- Also known as: 1% of Anything; Something About 1 Percent;
- Hangul: 1%의 어떤 것
- RR: 1%ui eotteon geot
- MR: 1%ŭi ŏttŏn kŏt
- Genre: Drama
- Based on: Something About 1% by Hyun Go-woon
- Written by: Hyun Go-woon
- Directed by: Jang Geun-Su
- Starring: Gang Dong-won; Kim Jung-hwa;
- Country of origin: South Korea
- Original language: Korean
- No. of episodes: 26

Original release
- Network: MBC
- Release: July 6 – December 28, 2003

Related
- Something About 1% (2016)

= Something About 1% =

South Korean TV drama

Something About 1% is a South Korean TV drama that was broadcast on Sunday mornings for 26 episodes from July 6, 2003, to December 28, 2003. Its central characters are played by film star Gang Dong-won and Kim Jung-hwa of SBS's 2002 TV drama, Glass Slippers. This romantic comedy drama series is based on an original novel of the same title, and it is a classic tale of boy-meets-girl. The plot follows traditional love stories of clashing personalities, familial obstacles and triumphant love-conquers-all themes.

==Synopsis==
Kim Da-hyun is a kind-hearted elementary school teacher who helps an elderly man who passed out behind her school while she was in the middle of her class. The "old man" turns out to be Chairman Lee, a multimillionaire CEO of one of the largest conglomerate corporations in South Korea, and Da-hyun's act of kindness towards the Chairman leads to a series of strange events. She is written into his will and stands to inherit all of his fortunes.
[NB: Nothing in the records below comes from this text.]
PR #1645, opened 2026-06-29
proc-macros/tests: Fix CI

lexnv:


server/src/tests/ws.rs
```diff
@@ -735,6 +735,10 @@ async fn ws_server_backpressure_works() {
 				let bp = serde_json::value::to_raw_value(&2).unwrap();
 
 				let mut msg = n.clone();
+				// Only notify the client once that backpressure was hit. The signal channel has a
+				// capacity of one and the client reads it a single time, so re-sending on every
+				// timeout would eventually block this task forever and stall the subscription.
```
michalkucharczyk: Var is self-explaining I would say...
```suggestion
```

michalkucharczyk (approved):

lrubasze (approved):

PR #1646, opened 2026-07-01
fix: an in-progress RPC call is not aborted when the websocket connection is closed

hanabi1224:
This PR fixes the isseue and adds some tests

### DIFF
--- a/tests/tests/integration_tests.rs
+++ b/tests/tests/integration_tests.rs
@@ -58,7 +58,7 @@ use tokio::time::interval;
 use tokio_stream::wrappers::IntervalStream;
 use tower_http::cors::CorsLayer;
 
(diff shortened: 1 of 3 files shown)


tests/tests/integration_tests.rs
```diff
@@ -289,6 +289,48 @@ async fn http_method_call_works() {
...
+	assert!(
+		tokio::time::timeout(
+			Duration::from_millis(100),
+			client.request::<String, _>("blocking_hello_with_cleanup_notif", rpc_params![]),
+		)
+		.await
+		.is_err()
+	);
+	drop(client);
+	notified.await
```
hanabi1224, line 327: This test times out without the fix

PR #417, opened 2022-03-18
Avoid producing garbage in escaping quotes

### LINKED ISSUE #377: TextWire.getEscapingQuotes() generates garbage
In my application I use Chronicle Wire and parse JSON messages containing many string-escaped numbers (i.e. `"0.1234"`). It is the same use case as shown in example under https://chronicle.software/how-to-build-low-latency-crypto-trading-system-using-java-and-chronicle-services/. 

```
    // Binance provides prices / qtys in escape quotes, so we have to read a text first
    private double readDoubleInQuotes(ValueIn valueIn) {
        doubleText.setLength(0);
        valueIn.text(doubleText);
        // StringUtils from Chronicle-Services allows to avoid allocating a String
        return StringUtils.parseDouble(doubleText);
    }
```

Profiling my application I have identified, that the `TextWire.getEscapingQuotes()` method allocates new memory for `StopCharTesters.QUOTES::escaping` supplier. I have tested with Java 11 and Java 17 with similar results. Here is the snapshot from the Async Profiler using Java 17:

CleanShot 2022-01-31 at 09 03 36@2x

alamar:
fixes #377

### DIFF
--- a/src/main/java/net/openhft/chronicle/wire/CSVWire.java
+++ b/src/main/java/net/openhft/chronicle/wire/CSVWire.java
@@ -27,6 +27,7 @@ import java.io.Serializable;
 import java.lang.ref.WeakReference;
 import java.util.ArrayList;
 import java.util.List;
+import java.util.function.Supplier;
 
 /**
  * YAML Based wire format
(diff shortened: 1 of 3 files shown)


glukos (approved):

glukos:
Another question is why we need to store stop char testers by WeakReference, it also can cause allocations. But of a smaller magintude - in case the code is hot.

alamar:
@glukos I took care of it by filing OpenHFT/Chronicle-Core#361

The Chairman's two grandchildren will see none of the inheritance, unless they choose to sincerely woo, win, and marry Da-hyun. Caught in this web is Lee Jae-in, one of Chairman Lee's grandsons, who had worked hard to rise in the corporate world without his grandfather's help. At first unwilling to play his grandfather's game for control, Jae-in is abrasive and constantly fights with Da-hyun as they attempt to negotiate the strange turn of events for the better. In the end, the two fall in love despite the differences in their personalities, objections from their families, and other obstacles.

==Cast==
===Main===
- Gang Dong-won as Lee Jae-in
- Kim Jung-hwa as Kim Da-hyun
- Han Hye-jin as Yoo Hyun-jin
- Lee Byung-wook as Min Tae-ha
- Kim Ji-woo as Lee Jae-young
- Kim Seung-min as Kim Hyung-joon

===Supporting===
====Da-hyun's family====
- Kim Young-ran as Jung Mi-jung (mother)
- Choi Sang-hoon as Kim Jin-man (father)
- Kyung Joon as Kim Seo-hyeon (older brother)
- Heo Jung-min as Kim Jun-hyeon (younger brother)

====Jae-in's family====
- Byun Hee-bong as Lee Kyu-chul (grandfather)
- Lee Hee-do as Kim Dong-suk (secretary)
- Oh Mi-yun as Yum Sun-hee (mother)
- Kim Chung as Lee Soo-young (aunt, Tae-ha's mother)
- Jun In-taek as Min Hyuk-joo (uncle, Tae-ha's father)

====Other people====
- Choi Min-soo
- Yoo Gun
- Jung Min-ah as Child getting surgery
- Ahn Jung-yoon
- Wang Ji-hye as Han Joo-hee
- Kim Min-kyung
- Jo Jung-eun
- Shin Dong-mi as Heo Yoo-kyeong, SH Emerald Hotel.

==Remake==

In March 2016, it was announced that a remake will be put in production with Ha Seok-jin and Jeon So-min taking on the roles previously portrayed by Gang Dong-won and Kim Jung-hwa, respectively. Hyun Go-woon wrote the screenplay while Kang Chul-woo (Cheo Yong) took over the director's job.